Single by Atreyu

from the album Lead Sails Paper Anchor
- Released: January 29, 2008
- Genre: Hard rock, pop punk, alternative rock
- Length: 2:59
- Label: Hollywood
- Songwriters: Dan Jacobs, Marc McKnight, Travis Miguel, Brandon Saller, Alex Varkatzas
- Producer: John Feldmann

Atreyu singles chronology
| "Doomsday" (2007) | "Falling Down" (2008) | "Slow Burn" (2008) |

Music video
- "Falling Down" on YouTube

= Falling Down (Atreyu song) =

"Falling Down" is the third track and single from Atreyu's fourth album Lead Sails Paper Anchor. Due to "Doomsday" only being released in the UK, it is known as their second US single. Unlike most of Atreyu's music, which features primarily a metalcore style, "Falling Down" features a style reminiscent of pop punk. The song was featured on the music video game, Guitar Hero On Tour: Modern Hits.

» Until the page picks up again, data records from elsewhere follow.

PR #342, opened 2017-01-27
fix checkbox-array bug where selected is not kept on refresh

PoplarToppler:

# CHANGELOG

**Fixed** a checkbox-array bug where keeping the value upon refresh was not kept in the selected property, causing the checkboxes to all be cleared upon checking any of the checkboxes after a refresh.

### DIFF
--- a/addon/components/inputs/checkbox-array.js
+++ b/addon/components/inputs/checkbox-array.js
@@ -18,12 +18,6 @@ export default AbstractInput.extend({
 
   // == State Properties =======================================================
 
-  getDefaultProps () {
-    return {
-      selected: _.clone(this.get('value')) || []
-    }
-  },
-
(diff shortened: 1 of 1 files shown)


addon/components/inputs/checkbox-array.js
```diff
@@ -20,7 +20,7 @@ export default AbstractInput.extend({
 
   getDefaultProps () {
     return {
-      selected: []
+      selected: _.clone(this.get('value')) || []
```
sandersky: Instead can you do this:
```js
selected: Array.from(this.get('value') || [])
```

sandersky:
Also please add a test that exercises the bug so the fix doesn't regress in the future.

sandersky:
:+1:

"Falling Down" peaked at No. 3 on Billboard's Alternative Songs chart and No. 5 on Billboards Mainstream Rock Songs chart.

==Music video==
The Atreyu music video for "Falling Down" (directed by Sean Stiegemeier) is a narrative-driven homage to Francis Ford Coppola's 1983 classic film The Outsiders. It features the band members and their producer, John Feldmann, acting as 1950s-era greasers and staging mud-fight scenes at night.

==Charts==
===Weekly charts===

Weekly chart performance for "Falling Down"
| Chart (2008) | Peak position |
|---|---|
| US Alternative Airplay (Billboard) | 3 |
| US Mainstream Rock (Billboard) | 5 |

===Year-end charts===

Year-end chart performance for "Falling Down"
| Chart (2008) | Position |
|---|---|
| US Alternative Airplay (Billboard) | 27 |
| US Mainstream Rock (Billboard) | 27 |

== Certifications ==

Certifications for "Falling Down
| Region | Certification | Certified units/sales |
| United States (RIAA) | Gold | 500,000^{‡} |
^{‡} Sales+streaming figures based on certification alone.